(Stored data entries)
PR #11859, opened 2024-06-11
feat(table-of-content): add shadow parts

Valentin-Sorin-Nicolae:
[ADCMS-5179](https://jsw.ibm.com/browse/ADCMS-5179)

Description

All non-slot elements in the shadow DOM should be given a unique "part" name allowing CSS to target and override component default styles. This is for the "table-of-content" component.

Changelog

New

Adding the shadow parts for the "table-of-content" component and documentation


packages/web-components/src/components/table-of-contents/table-of-contents.ts
```diff
@@ -734,14 +745,16 @@ class C4DTableOfContents extends MediaQueryMixin(
                 return html`
                   <li
                     class="${itemClasses}"
+                    part="list-item list-item--active"
```
m4olivei, line 748: Not all of these list items will be active. You need to condition `list-item--active` on wether or not the item is actually active.

packages/web-components/src/components/table-of-contents/table-of-contents.ts
```diff
@@ -791,20 +805,32 @@ class C4DTableOfContents extends MediaQueryMixin(
             : ``}
           <div
             class="${c4dPrefix}-ce--table-of-contents__items-container"
+            part="container"
```
m4olivei, line 808: We already have a `part="container"` for something else (line 766).
```suggestion
            part="items-container"
```

packages/web-components/src/components/table-of-contents/table-of-contents.ts
```diff
@@ -791,20 +805,32 @@ class C4DTableOfContents extends MediaQueryMixin(
...
             this.layout !== TOC_TYPES.HORIZONTAL
               ? `${stickyOffset}px`
               : 0}">
-            <div class="${prefix}--tableofcontents-container">
+            <div
+              class="${prefix}--tableofcontents-container"
+              part="item-container">
               <div
                 class="${prefix}--tableofcontents"
+                part="content"
```
m4olivei, line 818: `part="content"` is being reused a lot here. It looks to me like each place it's being used, it's a unique element that calls for a unique part name. Let's give a unique name to each.

m4olivei (changes requested):

packages/web-components/src/components/table-of-contents/table-of-contents.ts
Valentin-Sorin-Nicolae: Done, as you suggested.

packages/web-components/src/components/table-of-contents/table-of-contents.ts
Valentin-Sorin-Nicolae: Please check again.

m4olivei (approved):
Looks good! Thanks for all the adjustments here.

PR #11861, opened 2024-06-11
feat(lightbox-media-viewer): add shadow parts

m4olivei:
### Related Ticket(s)

[ADCMS-5163](https://jsw.ibm.com/browse/ADCMS-5163)
#11673

### Description

Add shadow parts to the elements of lightbox-media-viewer and friends.

### Changelog

**New**

- Added shadow parts to the lightbox-media-viewer component and related components.

### DIFF
--- a/packages/web-components/src/components/lightbox-media-viewer/__stories__/README.stories.mdx
+++ b/packages/web-components/src/components/lightbox-media-viewer/__stories__/README.stories.mdx
@@ -110,4 +110,12 @@ to see how Web Components selector and `data-autoid` should be used.
 
 <Props of="c4d-lightbox-media-viewer" />
 
+### `<c4d-lightbox-image-viewer>`
+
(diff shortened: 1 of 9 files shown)


andy-blum (commented):
There are default-slotted element in `lightbox-media-viewer.ts` `lightbox-video-player.ts` in the `_renderTitle()` methods. Do you think we ought to add a part to that element?

m4olivei:
> There are default-slotted element in `lightbox-media-viewer.ts` `lightbox-video-player.ts` in the `_renderTitle()` methods. Do you think we ought to add a part to that element?

I saw those. My reasoning there was there is a path to override already, in that they could slot something in that spot themselves, in which case it's in the light DOM and fully styleable, so I didn't bother. Happy to add it if you like.

andy-blum:
we can do it later if we decide its needed.

PR #11862, opened 2024-06-11
feat(image): add shadow parts

m4olivei:
### Related Ticket(s)

[ADCMS-5150](https://jsw.ibm.com/browse/ADCMS-5150)
#11673

### Description

Add shadow parts to image component.

### Changelog

**New**

- Added shadow parts to the image component.


andy-blum (changes requested):
There's a `renderModal()` method we need to modify here as well, I think.

m4olivei:
> There's a `renderModal()` method we need to modify here as well, I think.

That markup gets rendered in the light DOM of the document, so it should already be styleable. While technically `C4DImage` class _could_ overwrite functions of `ModalRenderMixin` to render it in the shadow DOM, it doesn't, so it doesn't seem necessary to me.

andy-blum (approved):

PR #1019, opened 2022-06-09
Instagram support

riccardobl:
A lot of artists use instagram to show their work, so i figured this might be an important addition. 

Parsing instagram wasn't very easy, since they generate most of their dom with random classes and no id, the selector used are pretty weird, but i tried to make them as solid as possible. 

Also note: when there are two different selectors for the same thing is because the layout changes when the window width goes below a certain value, so i had to fetch both.


reneaaron:
We have removed support for 3rd party integrations in the meantime 😞

PR #1037, opened 2022-06-13
fix: url should include port number

dylancom:

Use host instead of hostname to include the port number.
This prevents `GET https://umbrel.local/v1/getinfo net::ERR_CONNECTION_REFUSED` errors


dylancom:
@bumi Yes, also updated other connectors.

bumi:
aaaand.. now that we got the e2e test we should add a test for that. 
that is pretty much the same as for LND but with a lndconnect string. the rest is exactly the same.

bumi:
great, let's do the same for start9 and mynode and then we do a patch release.

bumi (approved):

*Your assignment*
Set apart and copy each line of the records that holds the word "Sorin".

*Exercise output*
Valentin-Sorin-Nicolae:
Valentin-Sorin-Nicolae: Done, as you suggested.
Valentin-Sorin-Nicolae: Please check again.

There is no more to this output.